Стоя на площадке под куполом балагана, Канатоходец уже не смотрел ни вниз, на «глаза», ни на канат, уходящий бесконечной струной в сторону софита. Все эти атрибуты не имели значения. Решение было принято, барабанщик последний раз коснулся палочкой натянутой кожи, и Канатоходец сделал шаг… мимо каната. Зал охнул. Трюкач не упал, не повис на страховке – он исчез, только что был – и вдруг его не стало.

– Вон он, – прозвучал одинокий голос, все посмотрели на протянутую руку из зала и увидели Канатоходца на другой площадке. Шагнув с одной, он очутился на другой, минуя сам канат. Тишину разорвал восторженный рев публики. Зрители неистовствовали так, что шатровые растяжки ходили ходуном. Распорядитель зала, опасаясь за устойчивость конструкции, выскочил на улицу и замер, широко разинув рот. Город, в центре которого стоял балаган, исчез вместе с домами, улицами фонарными столбами, бездомными собаками и сонными жителями. Вокруг, сколько хватало глаз, расстилалась идеально ровная и гладкая поверхность, без ям, холмов неровностей почвы, без растений и деревьев. Земля, если так можно назвать то, что было под ногами, напоминала шоколадную глазурь, аккуратно разлитую поверх пирога. В ночном небе, над головой ошарашенного Распорядителя, висели две бледно-голубые луны.

Настоящая любовь

Мне в дальних странствиях искать покой,

Вам – упокоиться в объятьях страстных,

Но, наклонившись ивой над рекой,

В час одиночества полночный быть несчастной.

1

Скрип уключин навсегда остался в Ее памяти. День был ветреный, бот, который отнял Его у Нее, подпрыгивал на волнах, как молодой сайгак, и Он был вынужден сесть на скамейку, укрывшись от брызг плащом. Толком разглядеть Его в эти последние мгновения прощания возможности не было. Они расстались как-то скомкано, суетливо, возможно, из-за большого количества провожающих, в общем, не так, как хотелось им обоим.

Фрегат «Успешный» еще несколько часов боролся со встречным ветром и наконец, одержав победу, исчез за горизонтом.
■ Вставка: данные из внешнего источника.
Issue #122, opened 2019-09-11
Insufficient defense against concurrent operations on a backup repository


zjw:
rdiff-backup blocks certain types of concurrent operations that could cause problems, such as the initiation of either a backup or a restore while a backup is already ongoing.  But there are a couple cases of concurrency that are not blocked, but should be.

Она знала тем внутренним женским чутьем, так раздражающим порой мужчин, что «Успешный» не вернется сам и не вернет ей Его. Внутри была абсолютная пустота, ей казалось, что, кроме кожи, продрогшей на ветру, ничего больше нет. Сердце молчало, кровь перестала бежать по венам и просто испарилась, соленый же воздух, влетавший через ноздри, не находил внутри того, что составляет привычную биологическую суть человека. Пустота стала ее наполнением. Она не помнила, как оказалась дома, в своей постели, просто портовый шум исчез, и тишина, спутница пустоты, вытекла из нее наружу, заполнив собой комнату. Очертания стен и мебели поплыли в ее сознании, уши заложило беззвучной патокой, она прислушалась к себе: сердце продолжало хранить молчание, и только оттаявшая под пледом кожа ослабила свою хватку. Она глубоко выдохнула и закрыла глаза.

2

«Успешный» шел под всеми парусами. Стройный, подтянутый, шестнадцатипушечный красавец, услада глаз мариниста, летел над волнами, на зависть врагам.

Он стоял на полубаке и смотрел, как бушприт пытается проткнуть заходящее солнце. Через четверть часа его проглотит море, и полная чернота заберется под камзол, цепкими пальцами вопьется в кожу и разорвет грудную клетку, чтобы наполнить собой ноющее от тоски сердце. А ведь солнце – это все, что напоминало ему о Ней, не будет солнца – не станет и Ее. Он застонал и сполз на палубу, прислонившись к фок-мачте. Баковый с удивлением посмотрел на странного пассажира, но, сделав скидку на морскую болезнь, вернулся к работе впередсмотрящего. Ровное дыхание океана успокаивало, но, ныряя навстречу волне, солнечные лучи на палубе становились каждый раз короче и короче, отползая от бизань-мачты к грот-мачте, еще ближе, вот они коснулись его ботфортов, еще один взлет носа, затем нырок – и темнота вошла в мир. На фрегате зажгли сигнальные фонари, вахтенный бросил взгляд на бедолагу, тот уже не сидел, привалившись к мачте, а лежал на палубе, уткнувшись головой в моток пеньки. «Не откинулся бы, – подумал моряк. – Ладно, доложу боцману после вахты».